• WHAT IS REQUIRED
Would you quote the material below from its first line through the line containing "# What this PR does", exactly and with both ends included?

───── MATERIAL FOR THE TASK ─────

PR #5107, opened 2024-11-07
[Product Data] Client-side stats collection 

simonwicky:
# Why
The goal is to anonymously gather stats from nym-clients. These stats will be sent through the mixnet to a Nym run service provider that will gather them. 

# What this PR does
Sets the scene to send stats in a mixnet message to an address. The address can be set when the client is created. Current stats include some infos on sent packets along with platform information. If a receiving address is set, the client will send a mixnet packet every 5min to this address. Otherwise, nothing happens and the client runs as usual. 

To set an address, `BaseClientBuilder` and the sdk expose a `with_statistics_reporting` function.
For now, there is no address.

# Next steps

- Use address provided in .env file if there is one
- Design receiving client
- Publish address through VPN API so vpn client can grab it

- - -
This change is [Reviewable](https://reviewable.io/reviews/nymtech/nym/5107)


Cargo.toml
```diff
@@ -285,6 +285,7 @@ okapi = "0.7.0"
 once_cell = "1.20.2"
 opentelemetry = "0.19.0"
 opentelemetry-jaeger = "0.18.0"
+os_info = "3.8.2"
```
jstuczyn: why use `os_info` if we're already integrated into `sysinfo` that essentially gives the same info?

common/client-core/Cargo.toml
```diff
@@ -115,6 +116,7 @@ features = ["wasm-bindgen"]
 
 [dev-dependencies]
 tempfile = { workspace = true }
+pretty_env_logger = { workspace = true}
```
jstuczyn: why is the env_logger a dev dependency? 
any logging backends should ideally be pulled from `bin-common` and I can't see why it would be dev specific

common/client-core/src/client/base_client/mod.rs
```diff
@@ -586,11 +597,26 @@ where
...
+                let (stats_control, stats_reporter) = StatisticsControl::new(
+                    config.reporting_address,
+                    client_stats_id,
+                    config.reporting_type,
+                    input_sender.clone(),
+                );
+                stats_control.start_with_shutdown(shutdown.with_suffix("controller"));
+                stats_reporter
+            }
+            None => ClientStatsSender::sink(shutdown.with_suffix("sink")),
```
jstuczyn: what's the point of explicit `sink`. why not just not start anything?

common/client-core/src/client/statistics_control.rs
```diff
@@ -0,0 +1,174 @@
...
+};
+use nym_task::connections::TransmissionLane;
+
+use crate::{
+    client::inbound_messages::{InputMessage, InputMessageSender},
+    spawn_future,
+};
+
+/// Time interval between reporting statistics
+const STATS_REPORT_INTERVAL_SECS: u64 = 300;
```
jstuczyn, line 34: rather than having opaque local constants, why not put them explicitly in client's config (in one of `debug` sections) so that they could be adjusted more easily should we need it?

common/client-core/src/client/statistics_control.rs
```diff
@@ -0,0 +1,174 @@
+// Copyright 2024 - Nym Technologies SA <contact@nymtech.net>
+// SPDX-License-Identifier: GPL-3.0-only
```
jstuczyn: isn't client code meant to be licensed under Apache?

common/client-core/src/client/statistics_control.rs
```diff
@@ -0,0 +1,174 @@
...
+
+use crate::{
+    client::inbound_messages::{InputMessage, InputMessageSender},
+    spawn_future,
+};
+
+/// Time interval between reporting statistics
+const STATS_REPORT_INTERVAL_SECS: u64 = 300;
+/// Interval for taking snapshots of the statistics
+const SNAPSHOT_INTERVAL_MS: u64 = 500;
```
jstuczyn: nitpicking: you can just define an explicit const `Duration`

common/client-core/src/client/statistics_control.rs
```diff
@@ -0,0 +1,174 @@
...
+    pub(crate) fn start_with_shutdown(mut self, task_client: nym_task::TaskClient) {
+        spawn_future(async move {
+            self.run_with_shutdown(task_client).await;
+        })
+    }
+}
+
+#[cfg(test)]
+mod test {
+    // use std::sync::Arc;
```
jstuczyn: if those tests are not run, why not just remove the dead code?

common/client-core/src/client/statistics_control.rs
```diff
@@ -0,0 +1,174 @@
...
+        loop {
+            tokio::select! {
+                stats_event = self.stats_rx.recv() => match stats_event {
+                        Some(stats_event) => self.stats.handle_event(stats_event),
+                        None => {
+                            log::trace!("StatisticsControl: shutting down due to closed stats channel");
+                            break;
+                        }
+                },
+                _ = snapshot_interval.tick() => {
```
jstuczyn, line 116: note that `snapshot_interval` and `report_interval` will be run immediately upon starting which I'm not sure is what you want given there will be nothing to report

common/statistics/src/report.rs
```diff
@@ -0,0 +1,42 @@
...
+    pub(crate) gateway_conn_stats: GatewayStats,
+    pub(crate) nym_api_stats: NymApiStats,
+}
+
+impl TryFrom<ClientStatsReport> for Vec<u8> {
+    type Error = StatsError;
+
+    fn try_from(value: ClientStatsReport) -> Result<Self, Self::Error> {
+        let report_json = serde_json::to_string(&value)?;
+        Ok(report_json.as_bytes().to_vec())
```
jstuczyn: given you haven't implemented custom serialisation, it's safe to unwrap that result to simplify the typing

common/statistics/src/clients/gateway_conn_statistics.rs
```diff
@@ -0,0 +1,77 @@
...
+            GatewayStatsEvent::RealPacketSent(packet_size) => {
+                self.real_packets_sent += 1;
+                self.real_packets_sent_size += packet_size;
+                inc!("real_packets_sent");
+                inc_by!("real_packets_sent_size", packet_size);
+            }
+        }
+    }
+
+    fn summary(&self) -> (String, String) {
```
jstuczyn, line 36: can we use more strongly-typed return type? what's this tuple meant to represent? the second string is empty, how is anyone meant to know what it's meant to be?

common/statistics/src/report.rs
```diff
@@ -0,0 +1,42 @@
...
+use serde::{Deserialize, Serialize};
+use time::OffsetDateTime;
+
+/// Report object containing both data to be reported and client / device context. We take extra care not to overcapture context information.
+#[derive(Clone, Debug, Serialize, Deserialize)]
+pub struct ClientStatsReport {
+    pub(crate) last_update_time: OffsetDateTime,
+    pub(crate) client_id: String,
+    pub(crate) client_type: String,
+    pub(crate) os_information: os_info::Info,
```
jstuczyn: be extremely careful with it. as we found out, some operator, and I'd also assume users, do not want to report their OS information. if possible make it togglable with config (like we have in `nym-node`)

common/statistics/src/report.rs
```diff
@@ -0,0 +1,42 @@
...
+impl TryFrom<ClientStatsReport> for Vec<u8> {
+    type Error = StatsError;
+
+    fn try_from(value: ClientStatsReport) -> Result<Self, Self::Error> {
+        let report_json = serde_json::to_string(&value)?;
+        Ok(report_json.as_bytes().to_vec())
+    }
+}
+
+impl TryFrom<Vec<u8>> for ClientStatsReport {
```
jstuczyn: nitpicking: usually, for bytes conversion the associated methods take `&[u8]` as arguments since the bytes are hardly ever consumed and it makes them more versatile

common/statistics/src/report.rs
```diff
@@ -0,0 +1,42 @@
...
+    type Error = StatsError;
+    fn try_from(value: Vec<u8>) -> Result<Self, Self::Error> {
+        let report_str = String::from_utf8(value)
+            .map_err(|err| StatsError::ReportBytesDeserialization(err.to_string()))?;
+        Ok(serde_json::from_str(&report_str)?)
```
jstuczyn: rather than converting report to string and then deserialising string, you can use `serde_json::from_slice` directly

─────

• SOLUTION TO THE PROBLEM
PR #5107, opened 2024-11-07
[Product Data] Client-side stats collection 

simonwicky:
# Why
The goal is to anonymously gather stats from nym-clients. These stats will be sent through the mixnet to a Nym run service provider that will gather them. 

# What this PR does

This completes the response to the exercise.